The amino group of PAA was substituted with methyl glycolate (Supplementary Figs. S1B and S5)33 as follows. Methyl glycolate was reacted to PAA solution with stirring overnight and the resultant mixture was added sodium hydroxide solution, evaporated on a rotary evaporator to remove methanol, and dialyzed to remove by-product sodium glycolate. The degree of substitution of the primary amine group was changed by the reaction condition of methyl glycolate, PAA solution, and sodium hydroxide solution (detail condition was described in the legend of Supplementary Fig.S5.).

Labeling of PAA

The Cy5.5 labeling of PAA was performed using Cy5.5 NHS ester (Lumiprobe Corporation, MD, USA). PAA (0.1%, w/w, 625 μM) in 100 mM HEPES buffer (pH 7.0, 270 μL) was mixed with Cy5.5 NHS in dimethylformamide (6.25 mM, 30 μL). The mixture was stirred at room temperature for 3 h then 800 μL of 100 mM glycine sodium hydroxide (pH 10) was added to the mixture to stop the reaction for the aggregation assay.
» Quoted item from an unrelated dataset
PR #482, opened 2017-07-31
Search exact term but still get "No exact results found for: '<query>'. The displayed items are the closest matches."

tunght13488:
If doc_freq doesn't exist in term stats, the default value should be 1, because min_doc_freq is default to 1 if omitted in the query param.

Bacterial aggregation assay

The suspension of GFP-expressed E. coli (OD600 = 1.0, 1400 μL) was incubated with PAA (0.0025%, 0.025%, and 0.25%, w/w, 300 μL) or Cy5.5-labeled PAA (0.025%, w/w, 300 μL) in each buffer at room temperature for 3 min. The mixture was observed using fluorescence microscopy (BZ-X710, Keyence, Osaka, Japan).

Dynamic light scattering

The size distribution of the polymer was measured by DLS (Zetasizer Nano ZS, Malvern Instruments Ltd., UK) at 25 °C. The polymer was diluted in 100 mM sodium acetate (pH 4.0) or 100 mM glycine sodium hydroxide (pH 10).